As you get older, more experienced and advance in your job. You become a liability to your employer in some ways in this period of hard economic times. An employee who has been with an employer a significant length of time is likely to be on the higher end of the scale when it comes to benefits and salary earned. Employers often look to reducing their costs by retiring employees who are more expensive. This could be you.
It is important to know your rights especially as it regards health care benefits you may be getting from your employer. A reduction or change in health benefits could derail your estate plan if it causes a substantial increase in your medical or other healthcare costs. Under the Age Discrimination in Employment Act an employer must give you certain things if he is asking you to take an incentive package to retire early.
These waiver requirements are:
- Must be in writing and be understandable. This means written in plain language, no legalese.
- Must specifically refer to ADEA rights or claims. A general release will not met ADEA standards.
- May not waive rights or claims that may arise in the future.

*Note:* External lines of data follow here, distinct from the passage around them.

PR #608, opened 2020-05-19
Add version command

mkevinosullivan:
Add `version` command, following semvar.org format (Major.Minor.Patch).

Restructure `ShopifyCli::VERSION` for use with a gemspec file, in readiness to convert to gem


lib/shopify-cli/commands/version.rb
```diff
@@ -0,0 +1,18 @@
...
+    class Version < ShopifyCli::Command
+      def call(_args, _name)
+        @ctx.puts(ShopifyCli::VERSION.to_s)
+      end
+
+      def self.help
+        <<~HELP
+          Prints version number.
+            Usage: {{command:#{ShopifyCli::TOOL_NAME} version}}
+        HELP
```
paulomarg, line 14: This should be set in messages.rb.

tanema:
I am not sure if this is a great thing to merge until after we start releasing it as an installable gem because it will basically be meaningless until we actually commit to a release-cycle. 

I do like that you are thinking about this already and the implementation is great.

lib/shopify-cli/commands/version.rb
mkevinosullivan: Oh yeah, that!  I'll update it.

mkevinosullivan:
@tanema I agree, keep in mind that for now, it'll be merged into `convert_to_gem_feature` branch, not into the `master` branch yet.

tanema:
Ohhhh 🤦 I shoulda known that sorry merge away!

- Must be in exchange for valuable consideration. If you were entitled to certain benefits anyway, and did not receive anything additional in return for signing a waiver, it is not valid under the ADEA.
- Must advise you in writing to consult an attorney before signing the waiver. While you do not have to consult with an attorney, and may choose not to, you must have been advised in writing to consult an attorney.
- Must provide you with at least 21 days to consider the agreement and at least 7 days to revoke the agreement after signing it.
Consider the ramifications of accepting an early retirement package carefully and take the time to consult a lawyer before signing any that affects your future income or insurance benefits.